INSTRUCTIONS TO FOLLOW: Determine how many lines of the data include the word "iterated", and write only that number.

STUDY MATERIAL:

--------------------------------

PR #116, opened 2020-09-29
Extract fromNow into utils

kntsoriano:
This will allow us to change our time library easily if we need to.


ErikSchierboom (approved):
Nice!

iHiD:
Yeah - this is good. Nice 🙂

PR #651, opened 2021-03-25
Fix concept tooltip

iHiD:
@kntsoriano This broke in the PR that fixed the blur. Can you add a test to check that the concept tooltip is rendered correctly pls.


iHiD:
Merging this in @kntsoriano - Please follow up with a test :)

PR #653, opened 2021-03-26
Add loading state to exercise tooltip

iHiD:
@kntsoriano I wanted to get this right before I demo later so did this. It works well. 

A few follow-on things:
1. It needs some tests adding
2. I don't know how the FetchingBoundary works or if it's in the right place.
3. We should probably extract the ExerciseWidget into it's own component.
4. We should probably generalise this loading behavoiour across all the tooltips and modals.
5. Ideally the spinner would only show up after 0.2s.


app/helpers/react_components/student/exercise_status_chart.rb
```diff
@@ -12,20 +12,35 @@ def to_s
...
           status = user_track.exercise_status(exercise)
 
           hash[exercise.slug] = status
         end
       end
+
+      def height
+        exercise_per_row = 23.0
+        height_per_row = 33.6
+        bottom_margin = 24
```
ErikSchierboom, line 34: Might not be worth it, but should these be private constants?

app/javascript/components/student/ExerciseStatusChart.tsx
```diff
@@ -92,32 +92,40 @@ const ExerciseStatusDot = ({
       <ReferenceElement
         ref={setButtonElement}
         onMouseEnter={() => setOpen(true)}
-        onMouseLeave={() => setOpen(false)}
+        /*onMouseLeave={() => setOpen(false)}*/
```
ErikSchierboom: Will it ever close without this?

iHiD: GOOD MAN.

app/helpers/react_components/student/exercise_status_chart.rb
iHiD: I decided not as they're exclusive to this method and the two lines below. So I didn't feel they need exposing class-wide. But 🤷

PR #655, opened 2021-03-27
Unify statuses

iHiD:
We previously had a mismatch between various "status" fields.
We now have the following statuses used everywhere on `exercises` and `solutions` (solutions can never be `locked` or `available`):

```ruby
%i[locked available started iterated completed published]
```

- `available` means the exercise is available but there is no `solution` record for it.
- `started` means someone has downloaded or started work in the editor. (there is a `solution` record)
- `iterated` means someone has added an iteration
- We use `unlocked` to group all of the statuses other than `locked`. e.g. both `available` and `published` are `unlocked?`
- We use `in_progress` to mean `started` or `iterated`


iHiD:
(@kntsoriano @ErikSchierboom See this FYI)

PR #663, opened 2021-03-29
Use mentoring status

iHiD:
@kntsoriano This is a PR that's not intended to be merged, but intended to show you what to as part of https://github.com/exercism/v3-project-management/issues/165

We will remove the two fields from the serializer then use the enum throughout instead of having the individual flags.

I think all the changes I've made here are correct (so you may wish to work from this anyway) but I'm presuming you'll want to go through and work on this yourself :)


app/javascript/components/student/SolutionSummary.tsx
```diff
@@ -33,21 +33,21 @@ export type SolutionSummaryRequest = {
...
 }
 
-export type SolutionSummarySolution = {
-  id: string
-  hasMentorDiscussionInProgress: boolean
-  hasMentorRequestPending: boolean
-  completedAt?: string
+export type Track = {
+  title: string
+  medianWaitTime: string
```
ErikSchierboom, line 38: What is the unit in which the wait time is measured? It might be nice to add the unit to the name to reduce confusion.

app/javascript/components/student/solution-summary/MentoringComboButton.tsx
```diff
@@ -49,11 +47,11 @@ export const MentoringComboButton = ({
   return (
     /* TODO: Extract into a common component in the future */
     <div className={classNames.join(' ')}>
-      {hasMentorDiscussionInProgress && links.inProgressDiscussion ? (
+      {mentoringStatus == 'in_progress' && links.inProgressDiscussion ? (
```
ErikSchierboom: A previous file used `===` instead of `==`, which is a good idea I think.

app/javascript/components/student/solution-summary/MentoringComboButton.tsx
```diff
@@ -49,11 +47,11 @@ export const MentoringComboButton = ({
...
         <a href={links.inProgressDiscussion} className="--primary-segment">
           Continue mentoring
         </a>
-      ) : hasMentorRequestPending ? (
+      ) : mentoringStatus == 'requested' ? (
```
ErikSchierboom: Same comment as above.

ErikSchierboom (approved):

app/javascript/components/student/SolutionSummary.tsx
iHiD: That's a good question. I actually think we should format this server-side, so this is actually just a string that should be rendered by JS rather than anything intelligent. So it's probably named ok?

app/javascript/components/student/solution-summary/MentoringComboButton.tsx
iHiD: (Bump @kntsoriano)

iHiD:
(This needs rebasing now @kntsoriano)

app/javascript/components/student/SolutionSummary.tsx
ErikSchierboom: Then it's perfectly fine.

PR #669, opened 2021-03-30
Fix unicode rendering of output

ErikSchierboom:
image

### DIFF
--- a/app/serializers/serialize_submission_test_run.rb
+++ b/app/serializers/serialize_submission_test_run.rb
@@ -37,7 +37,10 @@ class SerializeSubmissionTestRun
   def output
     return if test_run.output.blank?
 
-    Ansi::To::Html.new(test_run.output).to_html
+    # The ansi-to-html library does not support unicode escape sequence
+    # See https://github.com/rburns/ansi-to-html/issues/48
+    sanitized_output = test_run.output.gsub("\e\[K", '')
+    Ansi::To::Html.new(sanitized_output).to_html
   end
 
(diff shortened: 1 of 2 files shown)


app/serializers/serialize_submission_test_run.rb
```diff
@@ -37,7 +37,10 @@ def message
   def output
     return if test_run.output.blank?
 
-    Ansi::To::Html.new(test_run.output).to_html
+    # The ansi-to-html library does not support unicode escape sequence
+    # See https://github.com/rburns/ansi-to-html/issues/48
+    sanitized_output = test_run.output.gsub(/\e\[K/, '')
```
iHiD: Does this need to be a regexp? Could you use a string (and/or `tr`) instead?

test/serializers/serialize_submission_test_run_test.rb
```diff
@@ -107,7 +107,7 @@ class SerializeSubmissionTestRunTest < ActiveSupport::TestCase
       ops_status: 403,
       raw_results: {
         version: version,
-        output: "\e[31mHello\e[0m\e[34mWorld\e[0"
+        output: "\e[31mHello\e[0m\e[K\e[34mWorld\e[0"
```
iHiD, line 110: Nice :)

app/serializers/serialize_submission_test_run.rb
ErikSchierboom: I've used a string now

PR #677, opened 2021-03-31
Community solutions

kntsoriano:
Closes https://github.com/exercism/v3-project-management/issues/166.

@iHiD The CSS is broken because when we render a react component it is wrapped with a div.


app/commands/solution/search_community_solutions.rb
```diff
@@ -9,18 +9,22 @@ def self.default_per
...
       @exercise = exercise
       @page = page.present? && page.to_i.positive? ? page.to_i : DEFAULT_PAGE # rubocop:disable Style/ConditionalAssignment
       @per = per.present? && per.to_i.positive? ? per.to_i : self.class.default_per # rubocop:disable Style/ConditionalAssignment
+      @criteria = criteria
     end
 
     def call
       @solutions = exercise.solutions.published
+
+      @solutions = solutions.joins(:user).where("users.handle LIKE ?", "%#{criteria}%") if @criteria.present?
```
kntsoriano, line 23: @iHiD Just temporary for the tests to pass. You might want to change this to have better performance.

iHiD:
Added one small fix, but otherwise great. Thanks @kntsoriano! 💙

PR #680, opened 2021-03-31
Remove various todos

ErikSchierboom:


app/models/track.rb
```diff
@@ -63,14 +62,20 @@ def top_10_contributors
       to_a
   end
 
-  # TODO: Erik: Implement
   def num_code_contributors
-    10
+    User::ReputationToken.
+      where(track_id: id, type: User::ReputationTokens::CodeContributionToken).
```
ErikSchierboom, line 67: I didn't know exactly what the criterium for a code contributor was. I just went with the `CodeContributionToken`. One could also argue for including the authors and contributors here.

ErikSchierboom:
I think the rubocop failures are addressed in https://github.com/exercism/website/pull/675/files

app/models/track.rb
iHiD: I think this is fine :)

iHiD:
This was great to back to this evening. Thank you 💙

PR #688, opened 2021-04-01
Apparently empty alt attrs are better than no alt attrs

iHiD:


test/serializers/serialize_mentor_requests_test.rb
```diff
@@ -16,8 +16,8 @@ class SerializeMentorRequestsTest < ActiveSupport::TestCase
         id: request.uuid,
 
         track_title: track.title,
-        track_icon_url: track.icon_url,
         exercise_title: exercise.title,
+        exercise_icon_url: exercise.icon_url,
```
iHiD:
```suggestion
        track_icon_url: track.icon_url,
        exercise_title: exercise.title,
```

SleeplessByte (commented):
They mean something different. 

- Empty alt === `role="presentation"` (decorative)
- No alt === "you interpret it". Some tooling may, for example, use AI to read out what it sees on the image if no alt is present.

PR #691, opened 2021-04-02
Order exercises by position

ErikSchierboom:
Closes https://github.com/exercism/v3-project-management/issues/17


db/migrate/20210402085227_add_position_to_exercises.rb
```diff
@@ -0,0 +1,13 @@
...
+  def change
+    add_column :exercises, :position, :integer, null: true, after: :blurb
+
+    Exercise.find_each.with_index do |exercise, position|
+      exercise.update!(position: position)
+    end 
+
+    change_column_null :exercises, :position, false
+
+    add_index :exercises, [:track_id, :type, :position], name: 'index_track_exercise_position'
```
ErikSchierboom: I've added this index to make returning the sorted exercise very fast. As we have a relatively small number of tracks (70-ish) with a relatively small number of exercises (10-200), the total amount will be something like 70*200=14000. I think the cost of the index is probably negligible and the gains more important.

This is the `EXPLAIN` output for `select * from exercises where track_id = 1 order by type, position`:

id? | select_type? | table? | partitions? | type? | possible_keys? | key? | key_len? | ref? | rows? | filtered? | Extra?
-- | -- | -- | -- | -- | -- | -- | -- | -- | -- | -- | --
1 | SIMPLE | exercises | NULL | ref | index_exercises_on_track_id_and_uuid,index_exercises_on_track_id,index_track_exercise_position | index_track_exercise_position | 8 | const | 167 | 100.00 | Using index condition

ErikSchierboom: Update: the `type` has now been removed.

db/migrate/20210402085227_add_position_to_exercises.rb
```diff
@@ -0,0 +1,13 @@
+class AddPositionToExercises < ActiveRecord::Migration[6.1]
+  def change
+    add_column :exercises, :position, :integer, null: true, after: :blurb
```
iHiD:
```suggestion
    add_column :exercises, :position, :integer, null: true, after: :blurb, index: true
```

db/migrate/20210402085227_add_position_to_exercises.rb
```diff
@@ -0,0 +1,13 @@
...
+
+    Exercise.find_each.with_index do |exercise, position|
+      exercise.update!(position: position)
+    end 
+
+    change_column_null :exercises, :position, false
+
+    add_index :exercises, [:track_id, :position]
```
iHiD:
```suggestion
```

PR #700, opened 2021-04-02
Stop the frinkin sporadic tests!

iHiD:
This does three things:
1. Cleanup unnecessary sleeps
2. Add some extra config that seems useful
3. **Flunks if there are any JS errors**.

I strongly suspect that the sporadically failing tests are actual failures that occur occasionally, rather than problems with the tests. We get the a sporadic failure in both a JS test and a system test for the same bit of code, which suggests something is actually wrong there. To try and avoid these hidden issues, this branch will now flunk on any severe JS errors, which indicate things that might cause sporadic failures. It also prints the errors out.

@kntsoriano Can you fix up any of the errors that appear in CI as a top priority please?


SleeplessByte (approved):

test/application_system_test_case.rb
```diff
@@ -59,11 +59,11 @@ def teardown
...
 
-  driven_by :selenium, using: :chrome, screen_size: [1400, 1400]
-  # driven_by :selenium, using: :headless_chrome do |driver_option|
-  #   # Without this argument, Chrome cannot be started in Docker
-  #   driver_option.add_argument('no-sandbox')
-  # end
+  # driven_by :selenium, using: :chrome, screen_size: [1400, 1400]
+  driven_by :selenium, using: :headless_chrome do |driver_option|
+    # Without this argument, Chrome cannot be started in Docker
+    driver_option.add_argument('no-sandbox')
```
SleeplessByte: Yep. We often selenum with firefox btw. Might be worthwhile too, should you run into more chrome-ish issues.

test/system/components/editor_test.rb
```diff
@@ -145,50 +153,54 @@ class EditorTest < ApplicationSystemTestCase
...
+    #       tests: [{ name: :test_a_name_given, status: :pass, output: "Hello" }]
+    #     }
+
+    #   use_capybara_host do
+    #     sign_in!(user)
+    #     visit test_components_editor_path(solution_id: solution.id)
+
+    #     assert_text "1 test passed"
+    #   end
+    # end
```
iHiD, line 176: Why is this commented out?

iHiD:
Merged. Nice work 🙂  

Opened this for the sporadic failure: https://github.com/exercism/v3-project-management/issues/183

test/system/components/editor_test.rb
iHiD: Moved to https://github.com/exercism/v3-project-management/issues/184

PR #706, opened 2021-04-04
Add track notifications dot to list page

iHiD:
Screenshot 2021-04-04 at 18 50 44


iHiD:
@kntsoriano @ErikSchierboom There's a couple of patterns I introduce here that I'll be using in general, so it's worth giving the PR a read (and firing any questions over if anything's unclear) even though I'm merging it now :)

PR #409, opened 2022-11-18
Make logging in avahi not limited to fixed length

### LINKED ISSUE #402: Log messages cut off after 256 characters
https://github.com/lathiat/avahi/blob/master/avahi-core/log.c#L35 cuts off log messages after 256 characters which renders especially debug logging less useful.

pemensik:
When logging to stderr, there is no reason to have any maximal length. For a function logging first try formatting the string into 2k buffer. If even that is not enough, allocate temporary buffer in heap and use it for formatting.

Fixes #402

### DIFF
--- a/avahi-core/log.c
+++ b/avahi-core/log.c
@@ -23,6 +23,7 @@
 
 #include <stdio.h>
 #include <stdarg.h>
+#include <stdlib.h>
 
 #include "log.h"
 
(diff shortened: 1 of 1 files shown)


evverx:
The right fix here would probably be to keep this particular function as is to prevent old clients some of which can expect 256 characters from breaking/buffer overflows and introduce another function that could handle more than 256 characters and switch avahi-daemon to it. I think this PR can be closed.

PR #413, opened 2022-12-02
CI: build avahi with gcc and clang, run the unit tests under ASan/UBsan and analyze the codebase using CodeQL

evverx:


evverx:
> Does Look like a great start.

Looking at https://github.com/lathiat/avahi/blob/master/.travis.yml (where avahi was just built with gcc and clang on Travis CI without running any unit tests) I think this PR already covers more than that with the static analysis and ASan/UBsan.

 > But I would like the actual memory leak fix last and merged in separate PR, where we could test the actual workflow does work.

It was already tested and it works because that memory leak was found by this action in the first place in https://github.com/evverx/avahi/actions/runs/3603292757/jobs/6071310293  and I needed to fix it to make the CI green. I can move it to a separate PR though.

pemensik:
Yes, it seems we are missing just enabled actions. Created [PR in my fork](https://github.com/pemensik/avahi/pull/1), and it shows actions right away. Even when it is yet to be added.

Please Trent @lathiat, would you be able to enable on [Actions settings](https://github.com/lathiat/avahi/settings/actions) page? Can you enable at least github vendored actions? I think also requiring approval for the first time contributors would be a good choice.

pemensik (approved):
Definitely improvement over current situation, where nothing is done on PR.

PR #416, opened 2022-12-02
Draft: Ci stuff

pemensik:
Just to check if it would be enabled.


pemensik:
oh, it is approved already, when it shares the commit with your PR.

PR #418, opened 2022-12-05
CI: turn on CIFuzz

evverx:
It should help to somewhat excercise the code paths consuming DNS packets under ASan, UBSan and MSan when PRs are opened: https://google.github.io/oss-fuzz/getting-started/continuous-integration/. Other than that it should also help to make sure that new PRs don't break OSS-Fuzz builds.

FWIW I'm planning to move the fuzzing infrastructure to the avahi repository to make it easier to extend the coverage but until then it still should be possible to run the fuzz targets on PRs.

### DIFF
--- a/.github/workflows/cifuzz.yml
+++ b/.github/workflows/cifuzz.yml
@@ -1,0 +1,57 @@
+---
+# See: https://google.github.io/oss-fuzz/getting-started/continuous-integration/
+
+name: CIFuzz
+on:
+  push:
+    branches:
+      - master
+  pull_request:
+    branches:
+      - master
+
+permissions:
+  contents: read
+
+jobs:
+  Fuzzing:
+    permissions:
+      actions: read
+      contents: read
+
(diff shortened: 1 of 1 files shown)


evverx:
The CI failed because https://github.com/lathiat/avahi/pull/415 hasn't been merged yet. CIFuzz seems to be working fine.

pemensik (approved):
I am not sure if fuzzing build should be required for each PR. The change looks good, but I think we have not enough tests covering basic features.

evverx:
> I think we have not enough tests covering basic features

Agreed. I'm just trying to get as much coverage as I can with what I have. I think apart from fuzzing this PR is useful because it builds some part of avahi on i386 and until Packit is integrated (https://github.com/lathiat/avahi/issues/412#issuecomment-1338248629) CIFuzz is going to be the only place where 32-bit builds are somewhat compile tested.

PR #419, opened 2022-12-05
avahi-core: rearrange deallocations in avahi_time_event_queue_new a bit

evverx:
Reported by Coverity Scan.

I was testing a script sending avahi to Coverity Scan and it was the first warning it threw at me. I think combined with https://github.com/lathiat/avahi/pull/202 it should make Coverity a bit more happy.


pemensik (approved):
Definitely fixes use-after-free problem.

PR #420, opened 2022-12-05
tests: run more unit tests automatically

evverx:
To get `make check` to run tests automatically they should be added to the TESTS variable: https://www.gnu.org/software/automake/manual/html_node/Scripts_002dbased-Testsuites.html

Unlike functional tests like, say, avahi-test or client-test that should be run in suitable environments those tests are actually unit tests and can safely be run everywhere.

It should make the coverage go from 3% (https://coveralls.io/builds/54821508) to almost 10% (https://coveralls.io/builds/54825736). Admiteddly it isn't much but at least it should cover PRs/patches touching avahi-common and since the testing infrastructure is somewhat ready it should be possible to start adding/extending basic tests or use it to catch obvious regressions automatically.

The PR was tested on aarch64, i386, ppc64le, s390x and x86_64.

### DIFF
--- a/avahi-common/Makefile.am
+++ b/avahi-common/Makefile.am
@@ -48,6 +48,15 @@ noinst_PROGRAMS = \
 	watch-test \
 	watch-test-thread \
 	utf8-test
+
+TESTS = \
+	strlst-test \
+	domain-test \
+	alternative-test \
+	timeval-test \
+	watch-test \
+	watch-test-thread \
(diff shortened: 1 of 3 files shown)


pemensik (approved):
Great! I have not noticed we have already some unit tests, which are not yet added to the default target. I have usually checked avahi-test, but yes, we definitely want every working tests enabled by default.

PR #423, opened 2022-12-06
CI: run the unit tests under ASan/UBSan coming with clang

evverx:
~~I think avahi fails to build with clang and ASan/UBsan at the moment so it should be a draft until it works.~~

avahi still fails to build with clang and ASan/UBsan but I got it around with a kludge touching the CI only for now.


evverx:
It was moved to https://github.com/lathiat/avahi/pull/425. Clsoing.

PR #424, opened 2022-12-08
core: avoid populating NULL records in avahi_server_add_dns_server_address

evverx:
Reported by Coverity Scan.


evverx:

--------------------------------

EXERCISE OUTPUT: 3